Only lines holding the word "list" should be copied from the material.

Dataset -
-=-=-
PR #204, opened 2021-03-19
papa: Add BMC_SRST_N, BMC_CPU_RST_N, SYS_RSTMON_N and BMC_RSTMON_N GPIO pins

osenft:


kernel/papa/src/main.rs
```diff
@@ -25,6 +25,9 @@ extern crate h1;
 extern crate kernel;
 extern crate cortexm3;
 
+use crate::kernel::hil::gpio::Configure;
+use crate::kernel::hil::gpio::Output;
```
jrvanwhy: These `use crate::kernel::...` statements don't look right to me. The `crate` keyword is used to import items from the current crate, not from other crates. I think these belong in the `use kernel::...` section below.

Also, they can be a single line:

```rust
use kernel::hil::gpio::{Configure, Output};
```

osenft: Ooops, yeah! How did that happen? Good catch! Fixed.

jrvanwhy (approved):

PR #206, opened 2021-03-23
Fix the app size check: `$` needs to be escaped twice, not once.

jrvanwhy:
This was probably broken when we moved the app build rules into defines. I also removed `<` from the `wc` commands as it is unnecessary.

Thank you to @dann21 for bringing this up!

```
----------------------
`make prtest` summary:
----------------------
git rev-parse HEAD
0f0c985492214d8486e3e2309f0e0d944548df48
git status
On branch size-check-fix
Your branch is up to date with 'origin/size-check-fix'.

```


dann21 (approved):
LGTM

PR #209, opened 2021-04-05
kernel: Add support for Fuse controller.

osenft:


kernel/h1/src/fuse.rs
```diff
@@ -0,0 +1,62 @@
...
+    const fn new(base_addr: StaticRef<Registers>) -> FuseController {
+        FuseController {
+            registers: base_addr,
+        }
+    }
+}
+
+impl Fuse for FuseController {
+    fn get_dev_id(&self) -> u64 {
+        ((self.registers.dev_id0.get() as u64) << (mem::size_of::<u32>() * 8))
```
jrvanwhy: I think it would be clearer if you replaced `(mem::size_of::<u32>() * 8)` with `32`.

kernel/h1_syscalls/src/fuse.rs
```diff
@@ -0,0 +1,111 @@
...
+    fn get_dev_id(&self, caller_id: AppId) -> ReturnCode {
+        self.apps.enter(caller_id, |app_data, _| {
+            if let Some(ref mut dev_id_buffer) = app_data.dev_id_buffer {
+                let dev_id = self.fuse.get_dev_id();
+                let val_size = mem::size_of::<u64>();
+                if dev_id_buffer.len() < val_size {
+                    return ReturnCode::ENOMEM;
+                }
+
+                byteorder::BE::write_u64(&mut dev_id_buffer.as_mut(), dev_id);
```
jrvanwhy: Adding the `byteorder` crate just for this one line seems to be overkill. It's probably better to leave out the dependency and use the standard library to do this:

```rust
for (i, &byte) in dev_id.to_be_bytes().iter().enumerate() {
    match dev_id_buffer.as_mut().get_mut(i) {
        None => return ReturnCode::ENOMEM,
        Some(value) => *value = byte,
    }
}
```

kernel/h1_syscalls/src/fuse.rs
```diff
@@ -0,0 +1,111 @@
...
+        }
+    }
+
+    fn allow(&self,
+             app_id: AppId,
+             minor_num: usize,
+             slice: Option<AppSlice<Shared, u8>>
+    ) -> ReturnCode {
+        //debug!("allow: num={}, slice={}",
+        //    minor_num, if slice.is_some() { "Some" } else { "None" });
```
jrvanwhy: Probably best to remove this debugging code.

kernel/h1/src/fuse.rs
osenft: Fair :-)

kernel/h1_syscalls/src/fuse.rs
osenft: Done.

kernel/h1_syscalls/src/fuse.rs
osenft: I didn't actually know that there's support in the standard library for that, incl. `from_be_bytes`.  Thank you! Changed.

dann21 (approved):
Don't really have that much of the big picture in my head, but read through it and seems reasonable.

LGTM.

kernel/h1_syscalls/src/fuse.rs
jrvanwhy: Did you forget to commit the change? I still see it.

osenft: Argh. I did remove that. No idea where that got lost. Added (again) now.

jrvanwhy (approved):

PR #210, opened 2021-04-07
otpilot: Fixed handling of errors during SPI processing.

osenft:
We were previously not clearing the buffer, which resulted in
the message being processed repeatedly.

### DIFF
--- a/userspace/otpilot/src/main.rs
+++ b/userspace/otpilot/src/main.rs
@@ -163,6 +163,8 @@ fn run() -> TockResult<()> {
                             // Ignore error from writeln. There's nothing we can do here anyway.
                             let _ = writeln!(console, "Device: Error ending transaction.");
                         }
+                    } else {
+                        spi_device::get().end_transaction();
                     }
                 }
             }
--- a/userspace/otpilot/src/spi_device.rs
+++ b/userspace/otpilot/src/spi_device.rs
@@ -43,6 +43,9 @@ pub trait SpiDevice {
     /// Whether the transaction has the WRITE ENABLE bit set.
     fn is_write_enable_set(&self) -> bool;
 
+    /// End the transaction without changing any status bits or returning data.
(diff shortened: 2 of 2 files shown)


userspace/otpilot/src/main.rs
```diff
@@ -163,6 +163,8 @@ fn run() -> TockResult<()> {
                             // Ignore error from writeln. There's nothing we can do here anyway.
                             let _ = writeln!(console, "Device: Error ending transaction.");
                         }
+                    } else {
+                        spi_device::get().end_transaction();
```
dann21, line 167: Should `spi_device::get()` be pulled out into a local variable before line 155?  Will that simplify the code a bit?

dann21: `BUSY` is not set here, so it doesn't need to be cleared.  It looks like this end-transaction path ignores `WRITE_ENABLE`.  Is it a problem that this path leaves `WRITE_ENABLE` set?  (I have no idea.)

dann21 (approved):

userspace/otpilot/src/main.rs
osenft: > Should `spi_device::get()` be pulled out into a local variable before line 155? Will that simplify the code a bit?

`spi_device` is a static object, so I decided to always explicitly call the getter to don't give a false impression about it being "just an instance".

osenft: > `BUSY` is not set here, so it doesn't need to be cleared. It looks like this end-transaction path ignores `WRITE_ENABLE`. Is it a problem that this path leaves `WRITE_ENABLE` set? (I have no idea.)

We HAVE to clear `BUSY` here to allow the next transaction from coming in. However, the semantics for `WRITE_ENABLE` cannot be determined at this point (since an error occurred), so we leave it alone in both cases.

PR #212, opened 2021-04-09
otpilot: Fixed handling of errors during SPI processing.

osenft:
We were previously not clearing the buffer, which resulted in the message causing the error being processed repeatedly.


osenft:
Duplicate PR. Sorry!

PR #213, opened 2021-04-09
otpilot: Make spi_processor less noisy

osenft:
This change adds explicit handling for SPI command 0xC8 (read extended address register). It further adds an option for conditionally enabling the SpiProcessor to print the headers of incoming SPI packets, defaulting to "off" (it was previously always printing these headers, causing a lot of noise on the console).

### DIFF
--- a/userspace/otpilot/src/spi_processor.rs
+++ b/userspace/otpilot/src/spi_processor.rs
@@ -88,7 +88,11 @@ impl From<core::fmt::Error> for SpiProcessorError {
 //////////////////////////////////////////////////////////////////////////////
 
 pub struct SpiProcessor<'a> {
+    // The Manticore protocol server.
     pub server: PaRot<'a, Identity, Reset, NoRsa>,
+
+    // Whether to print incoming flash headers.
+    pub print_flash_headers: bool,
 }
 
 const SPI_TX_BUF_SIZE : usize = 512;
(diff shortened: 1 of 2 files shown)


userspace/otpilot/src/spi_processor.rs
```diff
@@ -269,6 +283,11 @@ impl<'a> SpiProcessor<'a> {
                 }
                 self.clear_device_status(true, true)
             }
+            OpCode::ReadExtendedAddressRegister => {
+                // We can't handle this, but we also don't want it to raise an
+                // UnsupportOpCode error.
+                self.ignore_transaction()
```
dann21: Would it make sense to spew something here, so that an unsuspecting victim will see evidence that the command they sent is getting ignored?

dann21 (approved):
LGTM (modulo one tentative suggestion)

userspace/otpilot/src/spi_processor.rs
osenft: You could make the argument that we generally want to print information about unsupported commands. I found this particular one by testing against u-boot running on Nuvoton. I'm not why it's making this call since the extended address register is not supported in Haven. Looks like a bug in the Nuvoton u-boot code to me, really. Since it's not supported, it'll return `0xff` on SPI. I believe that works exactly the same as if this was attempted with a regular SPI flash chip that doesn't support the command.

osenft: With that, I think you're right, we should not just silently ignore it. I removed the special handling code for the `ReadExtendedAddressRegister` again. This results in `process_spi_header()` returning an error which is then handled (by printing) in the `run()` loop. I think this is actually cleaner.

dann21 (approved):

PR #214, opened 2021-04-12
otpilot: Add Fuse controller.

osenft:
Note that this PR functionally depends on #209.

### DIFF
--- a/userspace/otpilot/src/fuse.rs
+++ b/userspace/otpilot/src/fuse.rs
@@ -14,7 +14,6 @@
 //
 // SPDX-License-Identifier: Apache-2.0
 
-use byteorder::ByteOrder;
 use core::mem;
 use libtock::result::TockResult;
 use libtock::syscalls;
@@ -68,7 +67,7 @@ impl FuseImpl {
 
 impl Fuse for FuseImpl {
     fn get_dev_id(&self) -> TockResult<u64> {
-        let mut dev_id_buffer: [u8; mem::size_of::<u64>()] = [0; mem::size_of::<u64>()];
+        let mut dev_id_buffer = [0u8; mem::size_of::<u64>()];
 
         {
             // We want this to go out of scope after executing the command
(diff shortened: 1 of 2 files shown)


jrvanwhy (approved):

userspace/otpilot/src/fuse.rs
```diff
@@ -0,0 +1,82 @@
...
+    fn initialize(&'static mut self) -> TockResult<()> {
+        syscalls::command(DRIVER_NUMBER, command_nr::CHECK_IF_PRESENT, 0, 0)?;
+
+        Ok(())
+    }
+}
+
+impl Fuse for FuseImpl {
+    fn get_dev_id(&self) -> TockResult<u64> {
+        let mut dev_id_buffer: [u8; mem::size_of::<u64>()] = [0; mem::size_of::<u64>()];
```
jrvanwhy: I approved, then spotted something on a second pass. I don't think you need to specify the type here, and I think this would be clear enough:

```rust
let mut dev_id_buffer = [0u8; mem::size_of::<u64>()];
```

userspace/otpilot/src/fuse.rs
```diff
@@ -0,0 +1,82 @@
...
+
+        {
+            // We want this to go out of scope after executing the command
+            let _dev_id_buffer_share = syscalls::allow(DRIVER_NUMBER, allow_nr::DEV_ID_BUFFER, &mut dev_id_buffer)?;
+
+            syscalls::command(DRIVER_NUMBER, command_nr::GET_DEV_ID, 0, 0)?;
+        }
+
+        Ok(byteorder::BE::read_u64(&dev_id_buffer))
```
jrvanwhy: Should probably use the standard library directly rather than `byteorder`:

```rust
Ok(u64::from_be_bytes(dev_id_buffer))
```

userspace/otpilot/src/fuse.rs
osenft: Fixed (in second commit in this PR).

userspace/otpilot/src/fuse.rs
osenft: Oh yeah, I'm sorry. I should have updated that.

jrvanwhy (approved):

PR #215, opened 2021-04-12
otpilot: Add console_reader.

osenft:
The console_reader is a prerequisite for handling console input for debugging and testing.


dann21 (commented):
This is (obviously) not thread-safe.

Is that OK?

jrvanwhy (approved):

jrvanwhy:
-=-=-
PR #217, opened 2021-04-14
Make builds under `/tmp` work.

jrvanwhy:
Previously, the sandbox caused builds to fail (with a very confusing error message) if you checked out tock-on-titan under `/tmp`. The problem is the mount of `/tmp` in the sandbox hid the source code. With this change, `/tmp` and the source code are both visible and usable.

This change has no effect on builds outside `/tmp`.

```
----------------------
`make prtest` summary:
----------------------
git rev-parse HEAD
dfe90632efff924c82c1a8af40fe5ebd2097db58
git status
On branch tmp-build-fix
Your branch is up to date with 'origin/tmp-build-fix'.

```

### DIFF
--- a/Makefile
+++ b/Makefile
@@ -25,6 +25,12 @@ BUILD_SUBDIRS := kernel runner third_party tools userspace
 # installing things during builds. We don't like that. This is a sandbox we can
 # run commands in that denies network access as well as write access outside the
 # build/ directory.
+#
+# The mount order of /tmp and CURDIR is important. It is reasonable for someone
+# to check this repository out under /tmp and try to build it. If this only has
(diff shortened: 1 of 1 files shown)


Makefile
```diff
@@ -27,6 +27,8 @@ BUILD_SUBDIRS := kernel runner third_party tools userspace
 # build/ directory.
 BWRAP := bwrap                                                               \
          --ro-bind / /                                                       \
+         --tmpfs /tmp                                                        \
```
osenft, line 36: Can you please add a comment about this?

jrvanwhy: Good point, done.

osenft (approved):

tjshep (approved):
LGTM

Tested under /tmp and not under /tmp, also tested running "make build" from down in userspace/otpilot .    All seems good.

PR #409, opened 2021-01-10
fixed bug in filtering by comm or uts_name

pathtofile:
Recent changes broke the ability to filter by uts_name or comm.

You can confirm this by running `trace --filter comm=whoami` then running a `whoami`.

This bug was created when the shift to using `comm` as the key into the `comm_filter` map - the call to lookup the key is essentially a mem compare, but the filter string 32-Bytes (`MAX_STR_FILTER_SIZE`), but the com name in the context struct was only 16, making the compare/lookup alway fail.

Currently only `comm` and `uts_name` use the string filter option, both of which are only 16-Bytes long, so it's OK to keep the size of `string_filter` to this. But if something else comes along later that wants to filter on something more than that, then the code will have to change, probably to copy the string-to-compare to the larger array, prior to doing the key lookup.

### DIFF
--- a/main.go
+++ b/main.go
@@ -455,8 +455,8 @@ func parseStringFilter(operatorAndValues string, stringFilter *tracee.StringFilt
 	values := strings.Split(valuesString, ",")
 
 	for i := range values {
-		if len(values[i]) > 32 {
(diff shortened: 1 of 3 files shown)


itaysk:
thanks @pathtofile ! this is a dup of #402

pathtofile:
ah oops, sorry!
-=-=-
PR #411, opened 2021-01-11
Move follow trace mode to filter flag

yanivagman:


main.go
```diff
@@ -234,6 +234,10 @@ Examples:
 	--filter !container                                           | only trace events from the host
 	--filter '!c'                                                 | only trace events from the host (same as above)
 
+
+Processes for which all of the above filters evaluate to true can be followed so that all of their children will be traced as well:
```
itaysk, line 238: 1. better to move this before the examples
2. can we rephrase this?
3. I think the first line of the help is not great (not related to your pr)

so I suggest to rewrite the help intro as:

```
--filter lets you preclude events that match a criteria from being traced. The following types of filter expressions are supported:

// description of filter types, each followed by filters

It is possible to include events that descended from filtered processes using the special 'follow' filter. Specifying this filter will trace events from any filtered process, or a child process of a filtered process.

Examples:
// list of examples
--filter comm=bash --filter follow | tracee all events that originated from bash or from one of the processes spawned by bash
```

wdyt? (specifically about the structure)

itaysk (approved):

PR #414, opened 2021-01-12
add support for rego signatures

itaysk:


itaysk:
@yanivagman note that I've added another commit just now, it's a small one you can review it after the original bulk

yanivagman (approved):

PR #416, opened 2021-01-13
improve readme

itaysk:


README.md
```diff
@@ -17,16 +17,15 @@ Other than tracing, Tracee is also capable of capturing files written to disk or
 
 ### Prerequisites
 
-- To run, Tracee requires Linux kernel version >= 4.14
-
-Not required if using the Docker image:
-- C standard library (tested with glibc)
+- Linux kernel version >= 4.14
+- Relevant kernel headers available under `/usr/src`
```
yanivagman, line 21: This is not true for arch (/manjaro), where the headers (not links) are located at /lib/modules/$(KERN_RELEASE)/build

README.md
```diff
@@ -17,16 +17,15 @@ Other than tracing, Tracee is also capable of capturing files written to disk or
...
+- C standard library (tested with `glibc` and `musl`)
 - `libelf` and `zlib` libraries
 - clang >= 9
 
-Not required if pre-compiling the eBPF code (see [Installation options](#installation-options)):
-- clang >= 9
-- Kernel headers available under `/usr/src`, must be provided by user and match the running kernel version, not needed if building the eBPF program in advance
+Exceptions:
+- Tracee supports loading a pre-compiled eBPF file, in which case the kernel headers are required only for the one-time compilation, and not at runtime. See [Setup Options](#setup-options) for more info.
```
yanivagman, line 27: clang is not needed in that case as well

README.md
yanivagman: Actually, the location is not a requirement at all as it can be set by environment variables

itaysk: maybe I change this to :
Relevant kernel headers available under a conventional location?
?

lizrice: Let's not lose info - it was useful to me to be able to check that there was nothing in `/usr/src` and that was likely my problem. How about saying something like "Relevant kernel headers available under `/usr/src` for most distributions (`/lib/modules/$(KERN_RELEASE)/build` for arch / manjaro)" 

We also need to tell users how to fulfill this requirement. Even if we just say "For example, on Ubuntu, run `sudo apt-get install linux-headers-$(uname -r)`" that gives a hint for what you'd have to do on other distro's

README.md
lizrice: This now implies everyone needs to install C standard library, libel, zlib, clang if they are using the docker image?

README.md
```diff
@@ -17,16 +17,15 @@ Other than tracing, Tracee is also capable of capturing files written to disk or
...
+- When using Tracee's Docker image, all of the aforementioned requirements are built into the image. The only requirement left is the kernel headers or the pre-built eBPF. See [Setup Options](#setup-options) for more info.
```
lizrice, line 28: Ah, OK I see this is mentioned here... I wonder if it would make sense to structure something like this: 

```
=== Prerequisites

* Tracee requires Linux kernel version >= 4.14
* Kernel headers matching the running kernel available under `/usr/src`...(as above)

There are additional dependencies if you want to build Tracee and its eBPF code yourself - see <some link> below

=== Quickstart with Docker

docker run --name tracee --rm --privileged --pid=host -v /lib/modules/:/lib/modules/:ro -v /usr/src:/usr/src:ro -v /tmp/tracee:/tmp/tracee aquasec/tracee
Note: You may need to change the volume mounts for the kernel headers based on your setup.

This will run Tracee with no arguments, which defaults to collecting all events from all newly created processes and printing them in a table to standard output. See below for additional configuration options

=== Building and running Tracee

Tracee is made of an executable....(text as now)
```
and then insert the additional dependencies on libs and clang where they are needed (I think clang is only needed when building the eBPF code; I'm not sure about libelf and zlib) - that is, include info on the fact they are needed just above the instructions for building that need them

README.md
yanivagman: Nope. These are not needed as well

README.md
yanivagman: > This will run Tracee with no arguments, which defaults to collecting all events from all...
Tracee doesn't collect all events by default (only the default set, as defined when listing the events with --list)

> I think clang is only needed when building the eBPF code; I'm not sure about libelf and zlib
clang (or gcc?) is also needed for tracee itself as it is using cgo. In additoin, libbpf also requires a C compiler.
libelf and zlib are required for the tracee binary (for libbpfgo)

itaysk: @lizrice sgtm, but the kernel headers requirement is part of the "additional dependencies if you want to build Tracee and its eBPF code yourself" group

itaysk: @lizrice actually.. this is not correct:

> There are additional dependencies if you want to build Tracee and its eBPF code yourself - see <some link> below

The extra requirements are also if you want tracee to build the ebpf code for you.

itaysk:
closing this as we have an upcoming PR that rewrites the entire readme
-=-=-
Result for this exercise -
// list of examples
Tracee doesn't collect all events by default (only the default set, as defined when listing the events with --list)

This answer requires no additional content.